Senin, Oktober 20, 2025
HomeNewsEkonomiSurvei S&P Global: PMI Manufaktur Indonesia Membaik, Mendekati Zona Ekspansi

Survei S&P Global: PMI Manufaktur Indonesia Membaik, Mendekati Zona Ekspansi

Manufaktur atau industri pengolahan adalah penopang utama perekonomian. Pasalnya manufaktur menciptakan lapangan kerja formal, memberikan nilai tambah tinggi terhadap perekonomian, dan menyerap banyak tenaga kerja.

Karena itu perkembangan manufaktur selalu mendapat sorotan, antara lain melalui Purchasing Manager’s Index (PMI) yang dilansir lembaga rating Standard & Poors (S&P) Global secara berkala.

PMI adalah indikator kondisi manufaktur, yang didapat dari survei bulanan terhadap manajer pembelian (purchasing) di industri pengolahan.

PMI ekspansi (indeks >50) menunjukkan manufaktur bergairah karena permintaan meningkat, yang selanjutnya menaikkan produksi dan kebutuhan terhadap tenaga kerja.

Karena penjualan meningkat dan stok berkurang, perusahaan meningkatkan pembelian bahan baku dan lain-lain yang tercermin dari ekspansi PMI.

PMI kontraksi (indeks <50) menunjukkan sebaliknya. Manufaktur melesu karena permintaan menurun, yang selanjutnya menurunkan produksi dan kebutuhan terhadap tenaga kerja.

Karena penjualan menurun dan stok tidak berkurang, perusahaan mengurangi pembelian bahan baku dan lain-lain yang tercermin dari kontraksi PMI.

Selama 4 bulan terakhir (April-Juli) tahun ini PMI manufaktur Indonesia mengalami kontraksi, setelah 3 bulan sebelumnya (Januari-Maret) berada di zona ekspansi.
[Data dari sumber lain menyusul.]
PR #1351, opened 2021-04-12
Core packages in OSS

DominikaK:
| Question      | Answer
| ------------- | ---
| JIRA Ticket   | n/a
| Versions      | 3.3+

Based on feedback from the community, adds a note indicating which packages are available in the OSS edition.

### DIFF
--- a/docs/guide/bundles.md
+++ b/docs/guide/bundles.md
@@ -31,7 +31,7 @@ see the [How to Remove a Bundle](http://symfony.com/doc/5.0/bundles/remove.html)
 
 !!! tip
 
-    The core packages are included in Ibexa Open Source.
+    Ibexa Open Source is composed of the core packages.
 
 |Bundle|Description|
 |---------|-----------|


docs/guide/bundles.md
```diff
@@ -29,6 +29,10 @@ see the [How to Remove a Bundle](http://symfony.com/doc/5.0/bundles/remove.html)
 
 ## Core packages
 
+!!! tip
+
+    The core packages are included in Ibexa Open Source.
```
dabrt, line 34: Howabout using the active voice?
"Ibexa Open Source includes the core packages."?

dabrt (approved):

docs/guide/bundles.md
DominikaK: I've tried to make it clear that core packages are the *only* ones in OSS, without actually saying "only" :)

dabrt: In this case, I like "Ibexa Open Source is composed of the core packages" best, despite its passivevoiciness

DominikaK, line 34:
```suggestion
    Ibexa Open Source is composed of the core packages.
```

Pada Januari PMI manufaktur Indonesia tercatat 51,9 persen, Februari 53,6, dan Maret 52,4. Setelah itu pada April PMI manufaktur itu merosot ke zona kontraksi dengan indeks 46,7, kemudian membaik menjadi 47,4 pada Mei, lalu turun lagi menjadi 46,9 pada Juli, untuk kemudian membaik signifikan (2,3 poin) pada Juli menjadi 49,2 atau mendekati zona ekspansi.

Baca juga: Kinerja Manufaktur Meningkat, Pelaku Industri Naikkan Produksi Meski Masih Hati-Hati

Menurut Juru Bicara Kementerian Perindustrian (Kemenperin) Febri Hendri Antoni Arief, PMI manufaktur Juli 2025 itu melampaui PMI manufaktur Jepang (48,8), Prancis (48,4), Inggris (48,2), Korea Selatan (48,0), dan Taiwan (46,2).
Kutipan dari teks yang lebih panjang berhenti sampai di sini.